No caso do Atlético emprego no Governo Estadual; do Ferroviário, na Rede Ferroviária Federal; e o “Coxa” argumentava com recursos de empresários fortes. Os demais só olhavam sem nada poderem fazer.

Flávio Merinoni jogou no Bretânia e trabalhava na Rede Ferroviária Federal. Pressionado a ir para o Ferroviário, ele continouou no “Tigre”. Rafael Machado, o “Faéco” teve de optar em continuar no Britânia ou perder o emprego na Rede Ferroviária Federal. Preferiu deixar de vez o futebol.
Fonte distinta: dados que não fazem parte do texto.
Issue #68, opened 2024-05-13
iostream ReadSecret should honor user interrupts


codergs:
The `iostreams` packaged system ReadSecret doesn't honor user interrupts.

**Observed:** 
While working on [PR](https://github.com/hashicorp/hcp/pull/65), it was seen that once the user is prompted to provide plaintext via secret value, ctrl +C doesn't cancel the command. The only way to abort is to try something like ctrl +Z and then kill the process. Obviously, I can hit enter and get around this as well. 

```
$ go env | grep -e GOARCH -e GOHOSTOS -e GOOS -e GOVERSION
GOARCH='amd64'
GOHOSTOS='darwin'
GOOS='darwin'
GOVERSION='go1.22.2'
```
**Reproduce:**
Build the CLI using the mentioned [PR](https://github.com/hashicorp/hcp/pull/65), and issue 

```
$ ./bin/hcp auth login
$ ./bin/hcp profile init --vault-secrets
$ ./bin/hcp vault-secrets secrets create test       
Please enter the plaintext secret: 
```
Now try hitting `ctrl + C`.

**Expected Behavior or equivalent:**
```
$ ./bin/hcp vault-secrets secrets create test       
Please enter the plaintext secret: 
```
Pressing ^Ctrl +C should terminate the run gracefully.

dadgar:
Closed by #83

PR #83, opened 2024-05-17
HCPCP-1620: ReadSecret: Respect Ctrl-C Interrupt

jasonpilz:
* Relates to https://github.com/hashicorp/hcp/issues/68 and HCPCP-1620
* Updates the `ReadSecret` method to listen for the canceled context signaled by `os.Interrupt`, logs the cancel cause and exits the program.

### How I've tested this PR:
* NOTE: This bug was surfaced with vault secrets having the option for STDIN password. This has since be removed but is being addressed for future use. Due to this, it was tested on a historical git commit. 

Screenshot 2024-05-20 at 9 52 52 AM

Tested with Iterm and Bash:
```
$ git checkout test-jason

$ ./bin/hcp auth login
$ ./bin/hcp profile init --profile=vault-secrets
$ ./bin/hcp profile set vault-secrets/app_name <app_name>
$ ./bin/hcp vault-secrets secrets create test

^c
```

### Checklist:

### DIFF
--- a/internal/pkg/iostreams/io.go
+++ b/internal/pkg/iostreams/io.go
@@ -13,9 +13,7 @@ import (
 	"fmt"
 	"io"
 	"os"
-	"os/signal"
 	"strings"
-	"syscall"
 
 	"github.com/muesli/termenv"
 	"golang.org/x/term"
@@ -177,20 +175,13 @@ func (s *system) ReadSecret() ([]byte, error) {
 	}
 	errorChannel := make(chan Buffer, 1)
 
-	// SIGINT and SIGTERM restore the terminal, otherwise the no-echo mode would remain intact
-	interruptChannel := make(chan os.Signal, 1)
-	signal.Notify(interruptChannel, syscall.SIGINT, syscall.SIGTERM)
-	defer func() {
-		signal.Stop(interruptChannel)
-		close(interruptChannel)
-	}()
+	// Cancelled context restores the terminal, otherwise the no-echo mode would remain intact
 	go func() {
-		for range interruptChannel {
-			if oldState != nil {
-				_ = term.Restore(fd, oldState)
-			}
-			errorChannel <- Buffer{Buffer: make([]byte, 0), Error: ErrInterrupt}
+		<-s.ctx.Done()
+		if oldState != nil {
+			_ = term.Restore(fd, oldState)
 		}
+		errorChannel <- Buffer{Buffer: make([]byte, 0), Error: ErrInterrupt}
 	}()
 
 	go func() {
--- a/internal/pkg/iostreams/io.go
+++ b/internal/pkg/iostreams/io.go
@@ -12,7 +12,9 @@ import (
 	"fmt"
 	"io"
 	"os"
+	"os/signal"
 	"strings"
+	"syscall"
 
 	"github.com/muesli/termenv"
 	"golang.org/x/term"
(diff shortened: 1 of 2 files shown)


internal/pkg/iostreams/io.go
```diff
@@ -156,6 +156,13 @@ func (s *system) ReadSecret() ([]byte, error) {
 		return nil, fmt.Errorf("prompting is disabled")
 	}
 
+	go func() {
```
dadgar, line 159: I tested this and unfortunately it breaks the terminal state. You can't use up/down errors to go through history, command isn't shown, etc.

Through some spelunking, you need to call RestoreState: https://github.com/golang/go/issues/31180#issuecomment-1133854964

I did run across this implementation which works really well: https://github.com/grisu48/common/blob/main/pkg/password/password_supported.go#L17

I think we should bring that implementation to this package. I like that it returns the error to the caller as well

dadgar (changes requested):

dadgar:
@jasonpilz Thanks for taking a look at this issue ❤️

internal/pkg/iostreams/io.go
jasonpilz: Great find as this was hidden when using Zsh.
Have imported state handling as suggested. 🙇🏻

internal/pkg/iostreams/io.go
```diff
@@ -156,7 +161,46 @@ func (s *system) ReadSecret() ([]byte, error) {
...
 
-	return term.ReadPassword(int(s.in.Fd()))
+	fd := int(s.in.Fd())
+
+	// Store and restore the terminal status on interruptions to
+	// avoid that the terminal remains in the password state
+	// This is necessary as for https://github.com/golang/go/issues/31180
+	oldState, err := term.GetState(fd)
+	if err != nil {
+		return make([]byte, 0), err
```
dadgar, line 171:
```suggestion
		return nil, err
```

Nil should be fine on error

internal/pkg/iostreams/io.go
```diff
@@ -156,7 +161,46 @@ func (s *system) ReadSecret() ([]byte, error) {
...
+
+	type Buffer struct {
+		Buffer []byte
+		Error  error
+	}
+	errorChannel := make(chan Buffer, 1)
+
+	// SIGINT and SIGTERM restore the terminal, otherwise the no-echo mode would remain intact
+	interruptChannel := make(chan os.Signal, 1)
+	signal.Notify(interruptChannel, syscall.SIGINT, syscall.SIGTERM)
```
dadgar, line 182: So the context will already be cancelled from those signals: https://github.com/hashicorp/hcp/blob/main/main.go#L42

So instead, just listen to the context being cancelled.

dadgar (changes requested):

internal/pkg/iostreams/io.go
jasonpilz: Thank you. Copy 🍝 got the better of me

internal/pkg/iostreams/io.go
```diff
@@ -156,7 +159,39 @@ func (s *system) ReadSecret() ([]byte, error) {
...
+	}
+	errorChannel := make(chan Buffer, 1)
+
+	// Cancelled context restores the terminal, otherwise the no-echo mode would remain intact
+	go func() {
+		<-s.ctx.Done()
+		if oldState != nil {
+			_ = term.Restore(fd, oldState)
+		}
+		errorChannel <- Buffer{Buffer: make([]byte, 0), Error: ErrInterrupt}
```
dadgar, line 184:
```suggestion
	errorChannel := make(chan Buffer, 1)
	doneChannel := make(chan struct{})
	defer close(doneChannel)

	// Cancelled context restores the terminal, otherwise the no-echo mode would remain intact
	go func() {
		select {	
		case <-doneChannel:
			return
		case <-s.ctx.Done():
		}
		
		if oldState != nil {
			_ = term.Restore(fd, oldState)
		}
		errorChannel <- Buffer{Buffer: make([]byte, 0), Error: context.Cause(s.ctx)}
```

So these are nits, but suggestion two changes:

1. Add a doneChannel that causes the goroutine to exit. This is a nit, since it is a CLI and isn't expected to be long running anyways, but as it is, this leaks a goroutine until the CLI exits.
2. Lets not add the ErrInterrupt but instead use context.Cause like you had it before.

internal/pkg/iostreams/io.go
```diff
@@ -18,6 +19,8 @@ import (
 	"golang.org/x/term"
 )
 
+var ErrInterrupt = errors.New("interrupted")
```
jasonpilz, line 22:
```suggestion
```

internal/pkg/iostreams/io.go
jasonpilz: ❤️ it.

dadgar (approved):
Great work!

PR #85, opened 2024-05-17
Add autocomplete for the apps/secrets -> read/delete command

codergs:

The PR makes follwoing changes 

1. adds a `s` alias for the `secrets` subcommand
2. adds auto complete functionality for `--app` flag
3. adds auto complete fucntionality for `app` and `secret name` args on apps/secrets read/delete paths.
4. Removes any references to Beta
5. Added an autocomplete for --data-file flag under `hcp vs s create` similar to [this](https://github.com/hashicorp/hcp/blob/b59b5ece6ed275fdec5f35e1046b17d601503411/internal/commands/auth/login.go#L110)

### How I've tested this PR:
-[x] built locally and exercised tab to see autocomplete pick up/show the values

```
$ make go/build
$ ./bin/hcp v...keep entering tab until you craft the command you need
```

### Checklist:

### DIFF
--- a/internal/commands/vaultsecrets/secrets/delete.go
+++ b/internal/commands/vaultsecrets/secrets/delete.go
@@ -54,7 +54,7 @@ func NewCmdDelete(ctx *cmd.Context, runF func(*DeleteOpts) error) *cmd.Command {
 					Documentation: "The name of the secret to create.",
 				},
 			},
-			Autocomplete: helper.PredictSecretName(ctx, ctx.Profile.OrganizationID, ctx.Profile.ProjectID, appname.Get(), opts.PreviewClient),
+			Autocomplete: helper.PredictSecretName(ctx, ctx.Profile.OrganizationID, ctx.Profile.ProjectID, opts.PreviewClient),
 		},
 		RunF: func(c *cmd.Command, args []string) error {
 			opts.AppName = appname.Get()
--- a/internal/commands/vaultsecrets/secrets/delete.go
+++ b/internal/commands/vaultsecrets/secrets/delete.go
@@ -10,6 +10,7 @@ import (
 	preview_secret_service "github.com/hashicorp/hcp-sdk-go/clients/cloud-vault-secrets/preview/2023-11-28/client/secret_service"
 	"github.com/hashicorp/hcp-sdk-go/clients/cloud-vault-secrets/stable/2023-06-13/client/secret_service"
 	"github.com/hashicorp/hcp/internal/commands/vaultsecrets/secrets/appname"
+	"github.com/hashicorp/hcp/internal/commands/vaultsecrets/secrets/helper"
 	"github.com/hashicorp/hcp/internal/pkg/cmd"
 	"github.com/hashicorp/hcp/internal/pkg/format"
 	"github.com/hashicorp/hcp/internal/pkg/heredoc"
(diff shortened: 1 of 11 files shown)


internal/commands/vaultsecrets/secrets/delete.go
```diff
@@ -53,6 +54,7 @@ func NewCmdDelete(ctx *cmd.Context, runF func(*DeleteOpts) error) *cmd.Command {
 					Documentation: "The name of the secret to create.",
 				},
 			},
+			Autocomplete: helper.PredictSecretName(ctx, ctx.Profile.OrganizationID, ctx.Profile.ProjectID, appName, opts.PreviewClient),
```
codergs, line 57: arg level autocomplete isn't working in my terminal. will check again on Monday.

internal/commands/vaultsecrets/secrets/helper/helper.go
```diff
@@ -0,0 +1,64 @@
...
+)
+
+// PredictAppName returns a predict function for application names.
+func PredictSecretName(ctx *cmd.Context, orgID, projectID string, client preview_secret_service.ClientService) complete.PredictFunc {
+	return func(args complete.Args) []string {
+		if len(args.Completed) > 1 {
+			return nil
+		}
+
+		appName := appname.Get()
```
codergs, line 24: `appname.Get()` is yielding empty as I have a feeling at this time the `vault-secrets secrets` command's `PersistentPreRun` has not run (maybe ?). checking with @dadgar

dadgar (approved):

internal/commands/vaultsecrets/secrets/delete.go
```diff
@@ -64,6 +65,7 @@ func NewCmdDelete(ctx *cmd.Context, runF func(*DeleteOpts) error) *cmd.Command {
 			return deleteRun(opts)
 		},
 	}
+	cmd.Args.Autocomplete = helper.PredictSecretName(ctx, cmd, opts.PreviewClient)
```
codergs, line 68: Thanks @dadgar. What changes when defined like this vs inline before?

dadgar: I needed access to the `cmd` variable, so it couldn't be defined in line.

codergs: I see the cmd injection logic, but I didn't need it as such when using the profile set app name. I am trying to understand how appname is populated now vs if when we were inlining autocomplete.

internal/commands/vaultsecrets/secrets/secrets.go
```diff
@@ -34,6 +37,13 @@ func NewCmdSecrets(ctx *cmd.Context) *cmd.Command {
 		},
 	}
 
+	// Autocomplete the persistent flag.
+	for _, f := range cmd.Flags.Persistent {
```
codergs, line 41: Similar question here. This was working with inline autocomplete. Can't we inline this as well?

dadgar: Same answer as above. You need to parse the flags in the autocomplete function and thus you need access to the command.

internal/commands/vaultsecrets/secrets/delete.go
codergs: Gotcha. I think my original question is more on the lines that `AutoComplete` is always going to need these flag or ability to parse these flags. If we need to set this up this way for all commands, then inlining use case is really not there. Maybe we have need a setter construct and autocomplete becomes internal detail. This gets job done, but the whole app name lookup under persistence flag also needs to hide internally in provided frameworks (on the other comment). For now, this is ok.

PR #91, opened 2024-05-22
Detect new version

dadgar:
Detect new versions and prompt the user to upgrade.

### How I've tested this PR:
Unit tests, and changed the version to be < 0.1.0 and saw the output. Also tested deleting / corrupting the version check state file.

Code review, test on your machine by pulling the branch and modifying `version/VERSION` to be a lower version.

### Output of affected commands:
Screenshot 2024-05-21 at 8 02 15 PM

### Checklist:


internal/pkg/versioncheck/detect.go
```diff
@@ -0,0 +1,226 @@
...
+	if _, err := os.Stat(dir); err != nil {
+		// If the directory doesn't exist, create it.
+		if errors.Is(err, fs.ErrNotExist) {
+			if err := os.MkdirAll(dir, 0766); err != nil {
+				return nil, fmt.Errorf("failed to created HCP config directory %q: %w", dir, err)
+			}
+		} else {
+			return nil, fmt.Errorf("failed to check if HCP config directory exists: %w", err)
+		}
+	}
```
tobias-hashicorp, line 76: This will create the folders for the state file even if the version will not get checked and the state file hence not used. Should we move this into the `Check` method?

internal/pkg/versioncheck/state.go
```diff
@@ -0,0 +1,55 @@
...
+	"github.com/hashicorp/hcp/internal/pkg/api/releasesapi/models"
+)
+
+// versionCheckState captures when the last check for a new version of the CLI
+// occurred.
+type versionCheckState struct {
+	CheckedAt time.Time `json:"checked_at"`
+
+	// latestRelease is the latest version of the CLI.
+	latestRelease *models.ProductReleaseResponseV1
```
tobias-hashicorp, line 18: Should we also store the result of the last check so we can keep displaying the message even if we do not perform another check?

main.go
```diff
@@ -56,6 +63,20 @@ func realMain() int {
 		}
 	}()
 
+	// Create the version checker
+	checker, err := versioncheck.New(io, versionCheckStatePath)
+	if err != nil {
+		fmt.Fprintf(os.Stderr, "failed to configure version checker: %v\n", err)
+		return 1
```
tobias-hashicorp, line 70: Should this just be a warning and not cause the application to exit? 

Especially if we expect `New` to create the folders it would otherwise prevent the CLI from being used without write access.

main.go
```diff
@@ -117,6 +137,11 @@ func realMain() int {
 		fmt.Fprintf(io.Err(), "Error executing hcp: %s\n", err.Error())
 	}
 
+	// Cancel the update check if it hasn't finished already
+	if checker.UpdateToDisplay() && !isAutocomplete() {
```
tobias-hashicorp, line 141: Would it make sense to remove the `UpdateToDisplay` function and just rely on `Display` to be a noop if there is nothing to display?

tobias-hashicorp (approved):

main.go
```diff
@@ -56,6 +63,20 @@ func realMain() int {
...
 
+	// Create the version checker
+	checker, err := versioncheck.New(io, versionCheckStatePath)
+	if err != nil {
+		fmt.Fprintf(os.Stderr, "failed to configure version checker: %v\n", err)
+		return 1
+	}
+
+	// Start checking for a new version as soon as possible
+	go func() {
```
codergs, line 74: Since we plan to only show the new version prompt once per 24 hours, is there a need to put this on a go routine?

internal/pkg/versioncheck/state.go
dadgar: The reason to not prompt on every run wasn't to reduce load on releases but rather to not annoy the operator. Make sense?

internal/pkg/versioncheck/detect.go
dadgar: I could go either way. I put it here because the New() is setting up the checker to successfully save its state. Gives an earlier place to handle an invalid state path.

main.go
dadgar: The reason it is in a goroutine is so that the command the user wants to run and the version checking can run in parallel. This means the user ideally doesn't experience any additional delay because we are doing a version check.

codergs: My concern was more on the lines that a user hits the end while go routine isn't finished. So prompt for version check never happens as it is a slow path.

dadgar: That is the intention. If the command finishes before the version check finishes, you just cancel the version check.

Até o começo dos anos 30, o Coritiba F.C. alugava o estádio do “Parque Graciosa”, no Bairro “Juvevê”. Mas depois de um acerto com o proprietário, o clube foi ressarcido pelas benfeitorias feitas, e com o dinheiro recebido pagou a entrada do terreno no “Alto da Glória”. E até o “Belfort Duarte” ficar pronto continuou usando o “Parque Graciosa”.

Em 1933, com a ida do Coritiba para a sua nova casa, o Britânia passou a usar o “Parque Graciosa”, onde mandou seus jogos até 1940.

Os torcedores chamavam esse estádio de “Cimento Armado”, não pelas arquibancadas, que foram reformadas em 1927, mas pela dureza do gramado. A partir de 1941, passou a ser utilizado pelo Palestra Itália para treinamentos, depois vieram os jogos da “Suburbana”, um campeonato amador realizado em Curitiba, até ser loteado.

O Britânia só conseguiu ter o seu estádio próprio na década de 40, graças ao coronel Francisco de Paula Soares Netto, um médico do Exército Brasileiro que foi presidente da Federação Paranaense de Futebol (FPF) e do Britânia nas décadas de 30 e 40.

Ele tinha ótimos contatos e não teve dificuldades em conseguir os recursos para que o clube adquirisse uma área na rua Carlos Dietzsch, no Bairro “Portão”,próximo a igreja,  num local arborizado e belissimo conhecido como “Fazendinha”.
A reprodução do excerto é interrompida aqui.